Cannibal Capitalism: How our System is Devouring Democracy, Care, and the Planet – and What We Can Do About It

£9.9
FREE Shipping

Cannibal Capitalism: How our System is Devouring Democracy, Care, and the Planet – and What We Can Do About It

Cannibal Capitalism: How our System is Devouring Democracy, Care, and the Planet – and What We Can Do About It

RRP: £99
Price: £9.9
£9.9 FREE Shipping

In stock

We accept the following payment methods

Description

The intriguing cover depicts the ‘self-cannibalizing serpent that eats its own tail’, which captures the author’s essential argument: that capitalism devours everything on which its existence depends – social, economic, political, natural – as well human life and ways of life, and thus everything from which we draw meaning and cultural values. This deadly crisis was caused by a zoonotic leap, the transmission of pathogens from wild animals to humans, most likely due to climate change and deforestation, due to the ravaging of nature.

Every historical iteration is punctuated by outbreaks of crisis and conflict, as all turn out to be ridden with tension and contradiction. Fraser envisages any ‘social surplus’ at the top as the collective wealth of society, not of markets; while at the other end of the spectrum the basic human rights of all (to food, clean water, shelter, clothing, leisure, etc.

At a compact 165 pages, Cannibal Capitalism pulls together and synthesizes a breath-taking amount of material. Her point is not to reduce these conflicts to questions of capitalist economics, in the way some orthodox Marxists in the past sought to reduce all other social struggles to matters of class conflict; rather, she seeks to promote an expanded conception of capitalism that encompasses not just the economy, but an array of social domains, each of which is the site of social struggles concurrent with and co-equal to the class struggle that has been the traditional focus of anti-capitalist critique.

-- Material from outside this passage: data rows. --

PR #202, opened 2017-01-15
Move defined constants to class constants

kasimi:
All constants define()d in `includes/constants.php` were moved to class constants in `ext.php`. The `includes/constants.php` is still there with a `deprecated` message at the top.

I also reverted the commit from earlier (1ed3b21) as it still caused errors when deleting data.

### DIFF
--- a/attachment/attachment.php
+++ b/attachment/attachment.php
@@ -14,6 +14,7 @@
 namespace phpbb\titania\attachment;
 
 use phpbb\titania\access;
+use phpbb\titania\ext;
 
 class attachment extends \phpbb\titania\entity\database_base
 {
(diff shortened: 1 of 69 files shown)


VSEphpbb:
Since you changed the composer.json file, the composer.lock file will need to be updated here too:

run: `composer update`

kasimi:
Correct, but the `constants.php` file is nowhere mentioned in the `composer.lock` so it doesn't change, unless I messed something up?

VSEphpbb:
Well then I guess it's OK

DavidIQ:
This pr has conflicts now. Please resolve so they can be merged.

kasimi:
Should be ready to be merged now.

Cannibal capitalism: how our system is devouring democracy, care, and the planet—and what we can do about it. And to what extent this kind of methodological question poses a problem may depend on how far an investigator wants to go in applying her framework to the hermeneutic understanding of how these various historical struggles played out. growth of [ Democratic Socialists of America] , the uptake that [Bernie] Sanders got in his two presidential campaigns. In each of these binaries, the former sphere distinguishes itself from the latter even as it draws resources from the latter, all the while disavowing any responsibility for the resources it draws. It is largely through debt that capital now cannibalizes labor, disciplines states, transfers value from periphery to core, and sucks wealth from society and nature’ (p.Capitalism is cannibalistic, not just in the way it devours other areas of social life, but in ultimately devouring itself. In fact, a key aspect of what makes capitalism capitalism is the way it establishes institutionalized ‘divisions’ between the economic front-story and these various non-economic back-stories, while concealing the ways the former is dependent on the latter. For example, the history of the division between economic production and social reproduction (Chapter 3) is that of a gendered division of labor. Long insistent that social justice demands attention to both redistribution and recognition, she shows why any notion that progressive politics must choose between class or identity rests on a false dichotomy.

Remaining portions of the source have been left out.